** EXERCISE AIM **
Return each record shown beneath, word for word.

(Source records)
▼▼▼
PR #86, opened 2022-11-23
Send keysend

futurepaul:


benthecarman:
Worked for me! Would be nice if after sending on-chain it calls `sync()` so our on-chain balance is updated

frontend/src/utility/dumb.ts
```diff
@@ -11,4 +12,33 @@ export async function getFirstNode(nodeManager: NodeManager): Promise<string> {
...
+    "unknown"
+}
+
+export function detectPaymentType(p: string): PaymentType {
+    if (p.startsWith("lnt")) {
+        return PaymentType.invoice
+    } else if (p.startsWith("03") || p.startsWith("02")) {
+        return PaymentType.keysend
+    } else if (p.startsWith("tb1")) {
+        return PaymentType.onchain
```
benthecarman, line 30: the invoice and on-chain ones won't work for mainnet. Also on-chain wont work for older addresses. might be a good idea to bring in a library here, I imagine we'll eventually have, on-chain address, invoice, node pubkey, lnurl, and lightning address, so library could potentially simplify this

frontend/src/routes/SendConfirm.tsx
```diff
@@ -41,6 +41,7 @@ function SendConfirm() {
 
         if (paymentType === PaymentType.onchain) {
           const txid = await nodeManager?.send_to_address(destination, amountInt);
+          await nodeManager?.sync();
           setTxid(txid)
           setSentOnchain(true);
```
benthecarman, line 46: I think it'd be better to sync after we set the UI so the user doesn't have to wait for it

PR #87, opened 2022-11-23
Peer reconnect

TonyGiorgio:


node-manager/src/nodemanager.rs
```diff
@@ -210,12 +214,18 @@ impl NodeManager {
...
         set_panic_hook();
 
-        // TODO get network from frontend
-        let network = Network::Testnet;
-        //let network = Network::Regtest;
+        let websocket_proxy_addr = if let Some(w) = websocket_proxy_addr {
+            w
+        } else {
+            String::from("wss://websocket-tcp-proxy-fywbx.ondigitalocean.app")
+        };
```
benthecarman, line 226: a simpler way to do this would be `websocket_proxy_addr.unwrap_or(...)`

node-manager/src/utils.rs
```diff
@@ -40,3 +40,16 @@ pub fn currency_from_network(network: Network) -> Currency {
...
+pub fn network_from_string(network_str: Option<&str>) -> Network {
+    match network_str {
+        Some("mainnet") => Network::Bitcoin,
+        Some("testnet") => Network::Testnet,
+        Some("regtest") => Network::Regtest,
+        Some("signet") => Network::Signet,
+        Some(net) => {
+            panic!("Unsupported network provided. Options are: `regtest`, `testnet`, and `signet`. Got {}", net);
+        }
+        None => Network::Testnet,
```
benthecarman, line 53: I think `Network` has a utility for this

PR #97, opened 2022-11-23
Pay zero amount invoice

TonyGiorgio:


node-manager/src/node.rs
```diff
@@ -522,8 +522,20 @@ impl Node {
...
+        amt_sats: Option<u64>,
+    ) -> Result<MutinyInvoice, MutinyError> {
+        let pay_result = if invoice.amount_milli_satoshis().is_none() {
+            if amt_sats.is_none() {
+                return Err(MutinyError::InvoiceInvalid);
+            }
+            self.invoice_payer
+                .pay_zero_value_invoice(&invoice, amt_sats.unwrap())
+        } else {
+            self.invoice_payer.pay_invoice(&invoice)
```
benthecarman, line 537: we should probably throw an error if `amt_sats`is some here because the frontend is probably misusing the api

TonyGiorgio: added `is_some()`

benthecarman (approved):

PR #113, opened 2022-11-23
Make OnChainTx.fee optional on front end

benthecarman:
This is optional in the backend so should be the same here.


TonyGiorgio (approved):

futurepaul (approved):
probably a lot of cases like this where I saw data in a certain shape and expect it to be there all the time

PR #114, opened 2022-11-23
Fix TODO use a fold instead of for loop

benthecarman:
This is more inline with functional programming paradigms

### DIFF
--- a/node-manager/src/ldkstorage.rs
+++ b/node-manager/src/ldkstorage.rs
@@ -132,28 +132,29 @@ impl MutinyNodePersister {
     where
         K::Target: KeysInterface<Signer = Signer> + Sized,
     {
-        let mut res = Vec::new();
-
         // Get all the channel monitor buffers that exist for this node
         let suffix = self.node_id.as_str();
         let channel_monitor_list: HashMap<String, Vec<u8>> =
             self.storage.scan(MONITORS_PREFIX_KEY, Some(suffix));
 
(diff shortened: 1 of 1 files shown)


node-manager/src/ldkstorage.rs
```diff
@@ -132,28 +132,29 @@ impl MutinyNodePersister {
...
-                    res.push((blockhash, channel_monitor));
-                }
-                Err(e) => {
-                    return Err(io::Error::new(
-                        io::ErrorKind::InvalidData,
-                        format!("Failed to deserialize ChannelMonitor: {}", e),
-                    ));
+        let res = channel_monitor_list
+            .iter()
+            .fold(Ok(Vec::new()), |current_res, (_, data)| match current_res {
```
TonyGiorgio, line 142: So `fold` starts out by initializing a vec, passing that in as `current_res` via `match` since it starts out `Ok()`. 

Then it goes through the logic, pushes to the `Vec` on success, returns the `Vec`, triggering it's match again and going through the motions until complete. And if any of the iteration fails, it returns an error (by bubbling up the error through the rest of the iterations until it hits the end and returns `Err` through the `?`? 

I think that makes sense just wanted to understand fold.

TonyGiorgio (approved):

node-manager/src/ldkstorage.rs
benthecarman: yes exactly

PR #116, opened 2022-11-23
Optimize peer reconnect logic

benthecarman:
Previously we would have to call `peer_manager.get_peer_node_ids()` everytime we would try to connect to a peer. This has a lock inside the peer manager so we would invoke this lock N times. This isn't optimal so instead I made it so we check once and only connect `connect_peer` on the peers we aren't connected to.


TonyGiorgio (approved):
great change, seems like this also will cut down on spammy logs.

PR #119, opened 2022-11-25
Handle missing port in peer info

### LINKED ISSUE #108: if there's no port default to 9735

benthecarman:
Closes #108


futurepaul (approved):
nice

PR #123, opened 2022-11-26
Bip 21 but more tryhard

futurepaul:
this builds on #112, I got spooked by a big multiply so wanted to get that logic into rust

these nested if statements are getting scary, will probably want to find a way to compress this logic into some more readable form


benthecarman (approved):
> these nested if statements are getting scary, will probably want to find a way to compress this logic into some more readable form

Agreed but lgtm to me for now

PR #124, opened 2022-11-26
use env for bitcoin network

futurepaul:
new setup explained in readme, I already added the env variable to vercel so should "just work" on deploy


benthecarman (commented):
I think it'd be good to add `.env.sample` file so we can fill it out with all available options as we add more things

benthecarman (approved):

PR #127, opened 2022-11-27
Remove mutex around bdk wallet

benthecarman:
Seems we need to remove this mutex to do any DLC stuff as all of rust-dlcs definitions aren't async. I don't totally remember why we used a mutex here, the wallet seems to work fine without it. I did need to do the `unsafe impl Send` and `unsafe impl Sync` for `MutinyWallet` but that should be fine in wasm anyways


benthecarman:
After working on this more, may not need to do this

TonyGiorgio (approved):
▲▲▲
** SOLUTION TO THIS PROBLEM **
PR #86, opened 2022-11-23
Send keysend

futurepaul:


benthecarman:
Worked for me! Would be nice if after sending on-chain it calls `sync()` so our on-chain balance is updated

frontend/src/utility/dumb.ts
```diff
@@ -11,4 +12,33 @@ export async function getFirstNode(nodeManager: NodeManager): Promise<string> {
...
+    "unknown"
+}
+
+export function detectPaymentType(p: string): PaymentType {
+    if (p.startsWith("lnt")) {
+        return PaymentType.invoice
+    } else if (p.startsWith("03") || p.startsWith("02")) {
+        return PaymentType.keysend
+    } else if (p.startsWith("tb1")) {
+        return PaymentType.onchain
```
benthecarman, line 30: the invoice and on-chain ones won't work for mainnet. Also on-chain wont work for older addresses. might be a good idea to bring in a library here, I imagine we'll eventually have, on-chain address, invoice, node pubkey, lnurl, and lightning address, so library could potentially simplify this

frontend/src/routes/SendConfirm.tsx
```diff
@@ -41,6 +41,7 @@ function SendConfirm() {
 
         if (paymentType === PaymentType.onchain) {
           const txid = await nodeManager?.send_to_address(destination, amountInt);
+          await nodeManager?.sync();
           setTxid(txid)
           setSentOnchain(true);
```
benthecarman, line 46: I think it'd be better to sync after we set the UI so the user doesn't have to wait for it

PR #87, opened 2022-11-23
Peer reconnect

TonyGiorgio:


node-manager/src/nodemanager.rs
```diff
@@ -210,12 +214,18 @@ impl NodeManager {
...
         set_panic_hook();
 
-        // TODO get network from frontend
-        let network = Network::Testnet;
-        //let network = Network::Regtest;
+        let websocket_proxy_addr = if let Some(w) = websocket_proxy_addr {
+            w
+        } else {
+            String::from("wss://websocket-tcp-proxy-fywbx.ondigitalocean.app")
+        };
```
benthecarman, line 226: a simpler way to do this would be `websocket_proxy_addr.unwrap_or(...)`

node-manager/src/utils.rs
```diff
@@ -40,3 +40,16 @@ pub fn currency_from_network(network: Network) -> Currency {
...
+pub fn network_from_string(network_str: Option<&str>) -> Network {
+    match network_str {
+        Some("mainnet") => Network::Bitcoin,
+        Some("testnet") => Network::Testnet,
+        Some("regtest") => Network::Regtest,
+        Some("signet") => Network::Signet,
+        Some(net) => {
+            panic!("Unsupported network provided. Options are: `regtest`, `testnet`, and `signet`. Got {}", net);
+        }
+        None => Network::Testnet,
```
benthecarman, line 53: I think `Network` has a utility for this

PR #97, opened 2022-11-23
Pay zero amount invoice

TonyGiorgio:


node-manager/src/node.rs
```diff
@@ -522,8 +522,20 @@ impl Node {
...
+        amt_sats: Option<u64>,
+    ) -> Result<MutinyInvoice, MutinyError> {
+        let pay_result = if invoice.amount_milli_satoshis().is_none() {
+            if amt_sats.is_none() {
+                return Err(MutinyError::InvoiceInvalid);
+            }
+            self.invoice_payer
+                .pay_zero_value_invoice(&invoice, amt_sats.unwrap())
+        } else {
+            self.invoice_payer.pay_invoice(&invoice)
```
benthecarman, line 537: we should probably throw an error if `amt_sats`is some here because the frontend is probably misusing the api

TonyGiorgio: added `is_some()`

benthecarman (approved):

PR #113, opened 2022-11-23
Make OnChainTx.fee optional on front end

benthecarman:
This is optional in the backend so should be the same here.


TonyGiorgio (approved):

futurepaul (approved):
probably a lot of cases like this where I saw data in a certain shape and expect it to be there all the time

PR #114, opened 2022-11-23
Fix TODO use a fold instead of for loop

benthecarman:
This is more inline with functional programming paradigms

### DIFF
--- a/node-manager/src/ldkstorage.rs
+++ b/node-manager/src/ldkstorage.rs
@@ -132,28 +132,29 @@ impl MutinyNodePersister {
     where
         K::Target: KeysInterface<Signer = Signer> + Sized,
     {
-        let mut res = Vec::new();
-
         // Get all the channel monitor buffers that exist for this node
         let suffix = self.node_id.as_str();
         let channel_monitor_list: HashMap<String, Vec<u8>> =
             self.storage.scan(MONITORS_PREFIX_KEY, Some(suffix));
 
(diff shortened: 1 of 1 files shown)


node-manager/src/ldkstorage.rs
```diff
@@ -132,28 +132,29 @@ impl MutinyNodePersister {
...
-                    res.push((blockhash, channel_monitor));
-                }
-                Err(e) => {
-                    return Err(io::Error::new(
-                        io::ErrorKind::InvalidData,
-                        format!("Failed to deserialize ChannelMonitor: {}", e),
-                    ));
+        let res = channel_monitor_list
+            .iter()
+            .fold(Ok(Vec::new()), |current_res, (_, data)| match current_res {
```
TonyGiorgio, line 142: So `fold` starts out by initializing a vec, passing that in as `current_res` via `match` since it starts out `Ok()`. 

Then it goes through the logic, pushes to the `Vec` on success, returns the `Vec`, triggering it's match again and going through the motions until complete. And if any of the iteration fails, it returns an error (by bubbling up the error through the rest of the iterations until it hits the end and returns `Err` through the `?`? 

I think that makes sense just wanted to understand fold.

TonyGiorgio (approved):

node-manager/src/ldkstorage.rs
benthecarman: yes exactly

PR #116, opened 2022-11-23
Optimize peer reconnect logic

benthecarman:
Previously we would have to call `peer_manager.get_peer_node_ids()` everytime we would try to connect to a peer. This has a lock inside the peer manager so we would invoke this lock N times. This isn't optimal so instead I made it so we check once and only connect `connect_peer` on the peers we aren't connected to.


TonyGiorgio (approved):
great change, seems like this also will cut down on spammy logs.

PR #119, opened 2022-11-25
Handle missing port in peer info

### LINKED ISSUE #108: if there's no port default to 9735

benthecarman:
Closes #108


futurepaul (approved):
nice

PR #123, opened 2022-11-26
Bip 21 but more tryhard

futurepaul:
this builds on #112, I got spooked by a big multiply so wanted to get that logic into rust

these nested if statements are getting scary, will probably want to find a way to compress this logic into some more readable form


benthecarman (approved):
> these nested if statements are getting scary, will probably want to find a way to compress this logic into some more readable form

Agreed but lgtm to me for now

PR #124, opened 2022-11-26
use env for bitcoin network

futurepaul:
new setup explained in readme, I already added the env variable to vercel so should "just work" on deploy


benthecarman (commented):
I think it'd be good to add `.env.sample` file so we can fill it out with all available options as we add more things

benthecarman (approved):

PR #127, opened 2022-11-27
Remove mutex around bdk wallet

benthecarman:
Seems we need to remove this mutex to do any DLC stuff as all of rust-dlcs definitions aren't async. I don't totally remember why we used a mutex here, the wallet seems to work fine without it. I did need to do the `unsafe impl Send` and `unsafe impl Sync` for `MutinyWallet` but that should be fine in wasm anyways


benthecarman:
After working on this more, may not need to do this

TonyGiorgio (approved):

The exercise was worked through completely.